Which of the following are inertial reference frames? A. A car driving at steady speed on a straight and level road. B. A car dr
iving at steady speed up a 10∘ incline. C. A car speeding up after leaving a stop sign. D. A car driving at steady speed around a curve.
2 answers:
Answers:
A. A car driving at steady speed on a straight and level road.
B. A car driving at steady speed up a 10∘ incline.
Explanation:
An object is said to be in an inertial reference frame if the net force acting on the object is zero. According to Newton's second law, this also means that the acceleration of the object is also zero:
Since F=0, a=0 as well.
Let's now analyze each case.
A. A car driving at steady speed on a straight and level road. --> YES: this is an inertial reference frame, because the car is keeping a constant speed and a constant direction, so its velocity is not changing, and its acceleration is zero.
B. A car driving at steady speed up a 10∘ incline. --> YES: this is an inertial reference frame, because the car is keeping a constant speed and a constant direction, so its velocity is not changing, and its acceleration is zero.

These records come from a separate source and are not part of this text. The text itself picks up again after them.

PR #564, opened 2024-10-21
feat(core): add is active almanac update

lrahmani:


python/src/uagents/registration.py
```diff
@@ -293,3 +293,42 @@ async def register(
...
+            json.dumps(
+                self.model_dump(exclude={"signature"}),
+                sort_keys=True,
+                separators=(",", ":"),
+            ).encode("utf-8")
+        )
+        return sha256.digest()
+
+
+async def update_agent_status(update: AgentStatusUpdate, almanac_api: str):
```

C. A car speeding up after leaving a stop sign. --> NO: this is not an intertial reference frame, because the car is speeding up, so it is accelerating.
D. A car driving at steady speed around a curve. --> NO: this is not an inertial reference frame, because the car is changing direction, therefore its velocity is changing and so the car is accelerating.
So the only two choices which are correct are A and B.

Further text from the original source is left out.